EPF
By marian13
#929049
czy e- palenie traktujecie jako środek do celu jakim jest całkowite rzucenie nałogu czy tylko łagodniejszą dla zdrowia kieszeni i otoczenia formę....?
Awatar użytkownika
By MarioBernatti
#929066
Ja w chwili startu chciałem tylko zmienić sposób 'palenia', po wielokrotnych porażkach w rzucaniu całkowitym.
Obecnie nie wiem.
Widze, że nie mam już takiej presji, ze musze co jakiś czas zapalić.

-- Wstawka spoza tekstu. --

PR #2560, opened 2015-11-12
Add SurfaceMountedLights

Olympic1:
closes #2559


plague006:
:+1: Good catch on the license.

PR #2561, opened 2015-11-12
Update HeatManagement

Olympic1:
Latest update depends on `WildBlueTools`


plague006:
I don't know why netkan couldn't `find` the right directory but `file` worked so I made that change.

PR #2562, opened 2015-11-12
Use find

Olympic1:
Use `find` because of new folder structure


plague006:
Merging this as it passes local testing with the dependency removed. The fact that it can't be installed is moot, plenty of mods can't be successfully installed due to relationship issues after a patch.

PR #2566, opened 2015-11-12
Mk2Expansion.netkan

SuicidalInsanity:
Updates dependencies for M2X 1.6.10


Olympic1:
You aren't editing the existing `.netkan` file. Here is the correct path on your fork: https://github.com/SuicidalInsanity/NetKAN/blob/patch-1/NetKAN/Mk2Expansion.netkan

PR #2567, opened 2015-11-13
SufaceMountedLights -> surfacelights in order to give an upgrade path to the existing user base.

plague006:
SufaceMountedLights was created where surfacelights already existed. They're the same mod. Due to SufaceMountedLights being very recently created I'd like to prioritize the existing install base surfacelights has and deprecate SufaceMountedLights.
Merge before https://github.com/KSP-CKAN/CKAN-meta/pull/804


pjf:
Jenkins likes this, and it looks sensible to me as a way of having us only index this mod once. About to merge with great thanks!

PR #2571, opened 2015-11-13
Filter FAR config file

dbent:
Newest version of FAR has the config file in the distribution whereas previous versions didn't. This causes an overwrite conflict on upgrade, so filter it out. @pjf


pjf:
You are the best! Thank you!

PR #2572, opened 2015-11-13
Update CommunityTechTree

Olympic1:
CTT works with 1.0.5 but hasn't updated the KS page yet, so doing it manually


plague006:
No `force_v` necessary, CTT's versioning scheme has remained consistent.

PR #2573, opened 2015-11-13
Add dependency

Olympic1:
closes #2566


Olympic1:
pushing this through as it needed to be merged before the next update (which already was released)

PR #2575, opened 2015-11-13
Update UnmannedBeforeManned.netkan

Y3mo:
And the next externalization. Removed ksp avc reference, so I can update this minor mod directly via kerbalstuff for CKAN.


Olympic1:
Another good one. Merging

PR #2977, opened 2016-01-29
CryoEngines should keep its epoch!

pjf:
I totally said this in the PR comments, and then failed to apply my
change. The indexer needs this so it doesn't index new CryoEngines
releases as being "old".

For #2957


pjf:
Build error is because the indexer hasn't indexed dependencies yet. Since we want these changes to go out the same time as its dependencies do, and we're building the `.ckan` fine and I've tested this locally, I'm doing that dangerous thing where I merge my own PR. :)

Czasami przerwy trwają po kilka godzin i nie mam jakiegoś potem parcia na zapalenie.
Z mocy liquidów też zeszłem, 18-12-6, za jakiś czas przejde na 3, bardziej żeby psychicznie wiedzieć że coś tam jeszcze mam, chociażby jedną krople nikotyny :)
Całkowite rzucenie by sie o wiele spokojniej teraz chyba odbyło, ale podoba mi sie e-palenie, nowe smaki, zabawa sprzętem.
Nie widzę żadnej możliwości powrotu do analogów
Jak to mi sie już znudzi, a podejrzewam ze tak będzie, to całkowicie rzucę.
Awatar użytkownika
By Amix
#929081
Wytrzymaj jeszcze 2 tygodnie, a potem będzie dobrze :)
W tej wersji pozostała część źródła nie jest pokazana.